■ Data extract:
PR #547, opened 2026-04-29
PDP18b: Add Type 34 display.

larsbrinkhoff:
Tested with the DECUS 7-40 DUAL game, in both Type 34 and Type 340 mode.

### DIFF
--- a/PDP18B/pdp18b_dpy.c
+++ b/PDP18B/pdp18b_dpy.c
@@ -1,6 +1,6 @@
-/* pdp18b_dpy.c: PDP-7 Type 340 interface
+/* pdp18b_dpy.c: PDP-7 Type 34 and Type 340 interface
 
-   Copyright (c) 2019, Lars Brinkhoff
+   Copyright (c) 2019, 2026, Lars Brinkhoff
 
    Permission is hereby granted, free of charge, to any person obtaining a
    copy of this software and associated documentation files (the "Software"),
@@ -38,6 +38,11 @@
 #define DBG_IOT         001         /* IOT instructions. */
 #define DBG_IRQ         002         /* Interrupts. */
 #define DBG_INS         004         /* 340 instructions. */
+#define DBG_PLT         010         /* Points plotted. */
+
+#define UNIT_V_TYPE34   (UNIT_V_UF + 0)                 /* Type 34 */
+#define UNIT_TYPE34     (1 << UNIT_V_TYPE34)
+#define TYPE34          (dpy_unit[0].flags & UNIT_TYPE34)
 
 /*
  * Number of microseconds between svc calls.  Used to age display and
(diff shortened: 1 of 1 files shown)


LegalizeAdulthood:
By the way, the VS 2022 jobs that are failing are due to:

> The build failed due to a naming conflict with the symbol GROUP in linc/linc_tape.c.

This is fixed by PR #534

pmetzger:
Added to ZIMH in: https://github.com/pmetzger/zimh/commit/90eb517e71bf0555beaffd01e9a35b8ba93c0b5b

Normally I try to add tests to everything I touch, but in this case the way to do that wasn't entirely obvious. It would be nice to have a precise automated test procedure for this; ideas are solicited.

larsbrinkhoff:
@pmetzger, regaring testing.  I imagine there could be a small test that draws a few points.  The result could be verified using the output from `SET DPY DEBUG=PLT`

larsbrinkhoff:
@Frodevan used this Type 34 device to successfully run the PDP-7 game Napoleon: https://forum.vcfed.org/index.php?threads/university-of-oslo-pdp7-paper-tapes-vs.1257172/page-2#post-1500671

Frodevan:
We do have the PDP-7 Display type 34 maintenance test-tape in the Oslo dumps as well, which I started disassembling yesterday to figure out what the different tests does. The first one at address 101 at least sets X or Y based on the switches (msb selects the axis to use, the remaining bits selects value, with the other axis at 0). It's too close to the edge to actually see it very well visually in the emulated display, but I would guess this could easily be used for an automated test and the mentioned debug flag.

pmetzger:
> @pmetzger, regaring testing. I imagine there could be a small test that draws a few points. The result could be verified using the output from `SET DPY DEBUG=PLT`

So for ZIMH, I need automated tests. What would an automated test do here? Set up a virtual screen and draw points expected to be in particular places? Are there other interesting behaviors that the thing has? Also, is there something I can add to the documentation about the device? (The ZIMH docs are in Markdown, not Word.)

pmetzger:
> We do have the PDP-7 Display type 34 maintenance test-tape in the Oslo dumps as well, which I started disassembling yesterday to figure out what the different tests does. The first one at address 101 at least sets X or Y based on the switches (msb selects the axis to use, the remaining bits selects value, with the other axis at 0). It's too close to the edge to actually see it very well visually in the emulated display, but I would guess this could easily be used for an automated test and the mentioned debug flag.

That would be exceptionally cool! I'd be happy to work with you guys on getting this (and documentation) in.

Frodevan:
> > We do have the PDP-7 Display type 34 maintenance test-tape in the Oslo dumps as well [...]
> 
> That would be exceptionally cool! I'd be happy to work with you guys on getting this (and documentation) in.

Everything is available here
https://archive.org/details/oslo-pdp-7

The loader to use can be found under the DIGITAL 7-13-I folder, the mentioned test tape is in DIGITAL 7-60-M. In accordance with the PDP-7 user-handbook, I tend to load the loader tape with LOAD -R [file] 17763, and RUN 17770 after attaching the final tape to PTR. Technically, loading the RIM-loader this way might be a bit of an overkill, but it ensures everything remains in memory and I like to do it this way just in case a tape to load has a patched FF-loader or something like that.

In the case of this particular test-tape, the header instructs the loader to halt when complete, for the user to manually run from a particular test-entry address. I unfortunately don't have the original manuals, and the one for this tape is not on Bitsavers, which is why I am disassembling the binary.

pmetzger:
I'm not going to get to this for a few days but I have put it in my queue. I'm doubtless going to have a lot of questions once I do get to it.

■ Exercise description:
Transcribe the full set of records without altering a single character.

■ Exercise output:
PR #547, opened 2026-04-29
PDP18b: Add Type 34 display.

larsbrinkhoff:
Tested with the DECUS 7-40 DUAL game, in both Type 34 and Type 340 mode.

### DIFF
--- a/PDP18B/pdp18b_dpy.c
+++ b/PDP18B/pdp18b_dpy.c
@@ -1,6 +1,6 @@
-/* pdp18b_dpy.c: PDP-7 Type 340 interface
+/* pdp18b_dpy.c: PDP-7 Type 34 and Type 340 interface
 
-   Copyright (c) 2019, Lars Brinkhoff
+   Copyright (c) 2019, 2026, Lars Brinkhoff
 
    Permission is hereby granted, free of charge, to any person obtaining a
    copy of this software and associated documentation files (the "Software"),
@@ -38,6 +38,11 @@
 #define DBG_IOT         001         /* IOT instructions. */
 #define DBG_IRQ         002         /* Interrupts. */
 #define DBG_INS         004         /* 340 instructions. */
+#define DBG_PLT         010         /* Points plotted. */
+
+#define UNIT_V_TYPE34   (UNIT_V_UF + 0)                 /* Type 34 */
+#define UNIT_TYPE34     (1 << UNIT_V_TYPE34)
+#define TYPE34          (dpy_unit[0].flags & UNIT_TYPE34)
 
 /*
  * Number of microseconds between svc calls.  Used to age display and
(diff shortened: 1 of 1 files shown)


LegalizeAdulthood:
By the way, the VS 2022 jobs that are failing are due to:

> The build failed due to a naming conflict with the symbol GROUP in linc/linc_tape.c.

This is fixed by PR #534

pmetzger:
Added to ZIMH in: https://github.com/pmetzger/zimh/commit/90eb517e71bf0555beaffd01e9a35b8ba93c0b5b

Normally I try to add tests to everything I touch, but in this case the way to do that wasn't entirely obvious. It would be nice to have a precise automated test procedure for this; ideas are solicited.

larsbrinkhoff:
@pmetzger, regaring testing.  I imagine there could be a small test that draws a few points.  The result could be verified using the output from `SET DPY DEBUG=PLT`

larsbrinkhoff:
@Frodevan used this Type 34 device to successfully run the PDP-7 game Napoleon: https://forum.vcfed.org/index.php?threads/university-of-oslo-pdp7-paper-tapes-vs.1257172/page-2#post-1500671

Frodevan:
We do have the PDP-7 Display type 34 maintenance test-tape in the Oslo dumps as well, which I started disassembling yesterday to figure out what the different tests does. The first one at address 101 at least sets X or Y based on the switches (msb selects the axis to use, the remaining bits selects value, with the other axis at 0). It's too close to the edge to actually see it very well visually in the emulated display, but I would guess this could easily be used for an automated test and the mentioned debug flag.

pmetzger:
> @pmetzger, regaring testing. I imagine there could be a small test that draws a few points. The result could be verified using the output from `SET DPY DEBUG=PLT`

So for ZIMH, I need automated tests. What would an automated test do here? Set up a virtual screen and draw points expected to be in particular places? Are there other interesting behaviors that the thing has? Also, is there something I can add to the documentation about the device? (The ZIMH docs are in Markdown, not Word.)

pmetzger:
> We do have the PDP-7 Display type 34 maintenance test-tape in the Oslo dumps as well, which I started disassembling yesterday to figure out what the different tests does. The first one at address 101 at least sets X or Y based on the switches (msb selects the axis to use, the remaining bits selects value, with the other axis at 0). It's too close to the edge to actually see it very well visually in the emulated display, but I would guess this could easily be used for an automated test and the mentioned debug flag.

That would be exceptionally cool! I'd be happy to work with you guys on getting this (and documentation) in.

Frodevan:
> > We do have the PDP-7 Display type 34 maintenance test-tape in the Oslo dumps as well [...]
> 
> That would be exceptionally cool! I'd be happy to work with you guys on getting this (and documentation) in.

Everything is available here
https://archive.org/details/oslo-pdp-7

The loader to use can be found under the DIGITAL 7-13-I folder, the mentioned test tape is in DIGITAL 7-60-M. In accordance with the PDP-7 user-handbook, I tend to load the loader tape with LOAD -R [file] 17763, and RUN 17770 after attaching the final tape to PTR. Technically, loading the RIM-loader this way might be a bit of an overkill, but it ensures everything remains in memory and I like to do it this way just in case a tape to load has a patched FF-loader or something like that.

In the case of this particular test-tape, the header instructs the loader to halt when complete, for the user to manually run from a particular test-entry address. I unfortunately don't have the original manuals, and the one for this tape is not on Bitsavers, which is why I am disassembling the binary.

pmetzger:
I'm not going to get to this for a few days but I have put it in my queue. I'm doubtless going to have a lot of questions once I do get to it.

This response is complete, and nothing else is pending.